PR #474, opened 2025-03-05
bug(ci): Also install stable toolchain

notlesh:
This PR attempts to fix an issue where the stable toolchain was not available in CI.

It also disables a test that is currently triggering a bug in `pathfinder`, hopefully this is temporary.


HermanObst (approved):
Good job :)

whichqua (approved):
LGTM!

* * *

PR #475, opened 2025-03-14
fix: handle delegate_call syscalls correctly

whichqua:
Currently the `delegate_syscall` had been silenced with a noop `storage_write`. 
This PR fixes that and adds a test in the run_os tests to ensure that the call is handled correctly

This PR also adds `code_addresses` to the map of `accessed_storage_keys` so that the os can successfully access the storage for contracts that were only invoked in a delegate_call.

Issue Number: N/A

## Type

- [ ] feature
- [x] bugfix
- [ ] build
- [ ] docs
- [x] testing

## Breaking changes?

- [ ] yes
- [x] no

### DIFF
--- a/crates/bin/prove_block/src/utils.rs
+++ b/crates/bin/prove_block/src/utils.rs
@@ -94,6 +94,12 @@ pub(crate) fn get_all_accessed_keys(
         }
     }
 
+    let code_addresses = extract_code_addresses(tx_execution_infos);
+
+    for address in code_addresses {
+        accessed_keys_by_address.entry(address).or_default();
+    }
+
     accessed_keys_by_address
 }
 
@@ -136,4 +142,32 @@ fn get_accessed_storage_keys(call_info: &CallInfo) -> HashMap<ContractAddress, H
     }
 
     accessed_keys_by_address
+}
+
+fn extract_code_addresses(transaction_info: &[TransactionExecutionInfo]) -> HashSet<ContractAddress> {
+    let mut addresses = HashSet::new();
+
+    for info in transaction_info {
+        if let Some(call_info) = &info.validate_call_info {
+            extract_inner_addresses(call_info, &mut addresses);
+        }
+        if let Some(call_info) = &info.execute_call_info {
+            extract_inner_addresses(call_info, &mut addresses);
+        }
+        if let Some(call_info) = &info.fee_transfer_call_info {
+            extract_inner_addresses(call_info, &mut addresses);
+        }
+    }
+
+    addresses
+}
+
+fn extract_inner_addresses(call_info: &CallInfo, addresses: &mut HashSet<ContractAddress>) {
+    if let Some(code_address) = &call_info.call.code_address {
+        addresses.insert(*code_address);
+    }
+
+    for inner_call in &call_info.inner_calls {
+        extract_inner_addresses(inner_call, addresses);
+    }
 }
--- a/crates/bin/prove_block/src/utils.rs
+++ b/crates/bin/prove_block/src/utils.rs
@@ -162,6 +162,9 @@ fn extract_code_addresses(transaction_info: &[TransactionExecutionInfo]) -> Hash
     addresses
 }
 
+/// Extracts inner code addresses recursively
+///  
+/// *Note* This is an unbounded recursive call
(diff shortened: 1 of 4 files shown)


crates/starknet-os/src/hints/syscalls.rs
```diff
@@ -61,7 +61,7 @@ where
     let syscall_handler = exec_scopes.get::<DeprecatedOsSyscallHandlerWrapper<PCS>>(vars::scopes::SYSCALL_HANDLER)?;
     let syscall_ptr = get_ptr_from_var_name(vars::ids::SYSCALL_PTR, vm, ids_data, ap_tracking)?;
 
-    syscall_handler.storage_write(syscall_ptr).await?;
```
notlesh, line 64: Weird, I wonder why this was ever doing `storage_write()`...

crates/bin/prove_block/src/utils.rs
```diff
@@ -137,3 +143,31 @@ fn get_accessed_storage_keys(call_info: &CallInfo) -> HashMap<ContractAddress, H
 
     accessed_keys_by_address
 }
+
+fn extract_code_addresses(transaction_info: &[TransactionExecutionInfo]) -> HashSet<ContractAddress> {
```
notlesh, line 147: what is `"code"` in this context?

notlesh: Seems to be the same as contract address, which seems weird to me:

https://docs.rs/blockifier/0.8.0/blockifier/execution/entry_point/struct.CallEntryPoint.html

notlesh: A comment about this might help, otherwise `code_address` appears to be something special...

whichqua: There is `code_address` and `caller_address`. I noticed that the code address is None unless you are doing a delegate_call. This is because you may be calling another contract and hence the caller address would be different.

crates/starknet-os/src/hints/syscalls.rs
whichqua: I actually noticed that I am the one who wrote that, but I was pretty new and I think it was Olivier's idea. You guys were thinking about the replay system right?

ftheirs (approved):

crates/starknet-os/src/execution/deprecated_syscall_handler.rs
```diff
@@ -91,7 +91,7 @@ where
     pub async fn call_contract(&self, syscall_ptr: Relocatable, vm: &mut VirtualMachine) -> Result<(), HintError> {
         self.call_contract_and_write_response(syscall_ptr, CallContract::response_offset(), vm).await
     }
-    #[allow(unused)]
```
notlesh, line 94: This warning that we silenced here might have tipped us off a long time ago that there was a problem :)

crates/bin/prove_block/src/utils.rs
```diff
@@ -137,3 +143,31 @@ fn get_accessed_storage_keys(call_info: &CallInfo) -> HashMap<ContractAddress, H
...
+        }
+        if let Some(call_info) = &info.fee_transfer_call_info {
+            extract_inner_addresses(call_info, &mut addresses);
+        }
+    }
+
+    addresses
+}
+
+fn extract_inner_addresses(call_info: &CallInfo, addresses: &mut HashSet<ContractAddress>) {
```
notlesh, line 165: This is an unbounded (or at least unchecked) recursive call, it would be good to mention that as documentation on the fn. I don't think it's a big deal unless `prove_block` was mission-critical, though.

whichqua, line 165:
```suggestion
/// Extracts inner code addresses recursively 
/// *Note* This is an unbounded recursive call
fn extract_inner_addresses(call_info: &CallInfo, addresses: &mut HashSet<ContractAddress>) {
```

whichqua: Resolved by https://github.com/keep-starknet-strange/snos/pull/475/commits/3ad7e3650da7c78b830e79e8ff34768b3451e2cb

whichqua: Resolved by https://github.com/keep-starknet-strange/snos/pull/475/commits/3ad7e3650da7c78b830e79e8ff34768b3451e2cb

* * *

## EXERCISE PROMPT
Each line in the records that carries "Extracts" must be copied out.

## RESPONSE TO THE EXERCISE
+/// Extracts inner code addresses recursively
/// Extracts inner code addresses recursively 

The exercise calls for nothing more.